Q: I was wondering if you could show me a diagram that shows how to blend the back lengths of a long-layered (thick) hair cut
to the sides/front. I always worry that my sides and front are going to be too short when I bring them up to 180 with the back.
If I bring all the back and sides straight up shouldn't this give my client a perfect long layered effect? I see one of your picture diagrams shows a front inward angle towards the middle of the head. At what point do you stop doing this angle in
regards to the crown and back of the head?
I appreciate any extra help with this. I have a client coming this week with massively thick hair and longer layers... I tried to get
out of doing it because I do not want to screw it up. Her hair is so beautiful. Help me to please perform an excellent cut that will
make her happy and keep coming back. She is a new client that is not happy with her former hairstylist. Yikes!
I trust your diagrams a lot. Please send me one that describes clearly the blending of the sides to the back and at what angle is
the best for her longer layers.
A: The method for dealing with the discrepancies inherent in the front and rear sections of the hair depend largely on the specific
style you are trying to achieve. In the case of most long-layered cuts, the back sections are longer than the forward sections,
creating a curved perimeter line. The forward edges of the side sections are typically directed forward at an angle to create an even-layering effect.

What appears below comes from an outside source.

PR #16634, opened 2015-08-06
Move card icons inline so that orgs can eventually replace the cards

cvializ:
@andrewconner, these changes seem right from a regular web-development perspective. Am I doing anything incorrectly for an extension perspective?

In many cases, once the hair is elevated and the layers cut all around the head, the stylist goes
back and evens out the perimeter cutting line to provide a clean finish. Again, this depends on the specific hairstyle you are trying to achieve.
(Click to enlarge)
Be sure to talk to your client about precisely what she is expecting from the cut. Simply
elevating all the hair to 180-degrees and cutting it off with a stationary guide will result in the hairs that originate at the lowest points on the head being left longest. This means that the hair in the nape sections will fall to a point a few inches lower
than the hair of the sides. This doesn’t necessarily present a problem unless the client is expecting a haircut where the hair all falls to the same terminus point.

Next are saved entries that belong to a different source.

PR #16635, opened 2015-08-06
added_at is now a field in KeepToLibrary

ryanpbrewster:
Need to add a column to the DB table as well. Also coming soon to a theater
near you: changing this field to `NOT NULL`.

### DIFF
--- a/kifi-backend/modules/common/app/com/keepit/model/KeepToLibrary.scala
+++ b/kifi-backend/modules/common/app/com/keepit/model/KeepToLibrary.scala
@@ -14,7 +14,15 @@ case class KeepToLibrary(
   state: State[KeepToLibrary] = KeepToLibraryStates.ACTIVE,
   keepId: Id[Keep],
   libraryId: Id[Library],
-  addedBy: Id[User])
+  addedAt: DateTime = currentDateTime,
+  addedBy: Id[User],
+  // A bunch of denormalized fields from Keep
+  uriId: Id[NormalizedURI],
+  isPrimary: Boolean = true,
+  keepOwner: Id[User],
+  // and from Library (which are already denormalized on Keep as well)
+  libraryVisibility: LibraryVisibility,
+  libraryOrganizationId: Option[Id[Organization]])
     extends ModelWithState[KeepToLibrary] {
 
   def withId(id: Id[KeepToLibrary]): KeepToLibrary = this.copy(id = Some(id))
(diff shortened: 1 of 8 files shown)


kifi-backend/modules/common/app/com/keepit/model/KeepToLibrary.scala
```diff
@@ -14,7 +14,15 @@ case class KeepToLibrary(
   state: State[KeepToLibrary] = KeepToLibraryStates.ACTIVE,
   keepId: Id[Keep],
   libraryId: Id[Library],
-  addedBy: Id[User])
+  addedAt: DateTime = currentDateTime,
+  addedBy: Id[User],
+  // A bunch of denormalized fields from Keep
+  uriId: Id[NormalizedURI],
+  isPrimary: Boolean = true,
+  keepOwner: Id[User],
```
leogrim, line 22: Not sure we need this one, what's your use case?

kifi-backend/modules/common/app/com/keepit/model/KeepToLibrary.scala
```diff
@@ -14,7 +14,15 @@ case class KeepToLibrary(
   state: State[KeepToLibrary] = KeepToLibraryStates.ACTIVE,
   keepId: Id[Keep],
   libraryId: Id[Library],
-  addedBy: Id[User])
+  addedAt: DateTime = currentDateTime,
+  addedBy: Id[User],
+  // A bunch of denormalized fields from Keep
+  uriId: Id[NormalizedURI],
```
leogrim, line 20: We should probably have a foreign key constraint on this one.

kifi-backend/modules/common/conf/evolutions/shoebox/370.sql
```diff
@@ -0,0 +1,14 @@
+# SHOEBOX
+
+# --- !Ups
+
+ALTER TABLE keep_to_library ADD COLUMN added_at DATETIME NOT NULL;
+ALTER TABLE keep_to_library ADD COLUMN uri_id BIGINT(20) NOT NULL;
+ALTER TABLE keep_to_library ADD COLUMN is_primary TINYINT(1) NOT NULL;
```
leogrim, line 7: Check out `Keep.isPrimary`, you need to implement this with a nullable `Boolean` (should be `True` or `null`) so that we can have a unique constraint here (until we get rid of it).

ryanpbrewster, line 7: Yup, fixed.

ryanpbrewster:
@leogrim, I'm going to close this and open a new PR.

For the classic long-layered look, you just want to elevate all the hair to the 180-degree point
and cut it using a stationary guide (lift the hair to the same point above the head when cutting it) and follow up after the layering
by cleaning up the perimeter cutting line, forming a curved line all around the head. Just remember to cross-check your layers and
trim out any corners and you should be fine. Long-layered cuts look best on heads with medium textured hair that has lots of body and is moderately wavy.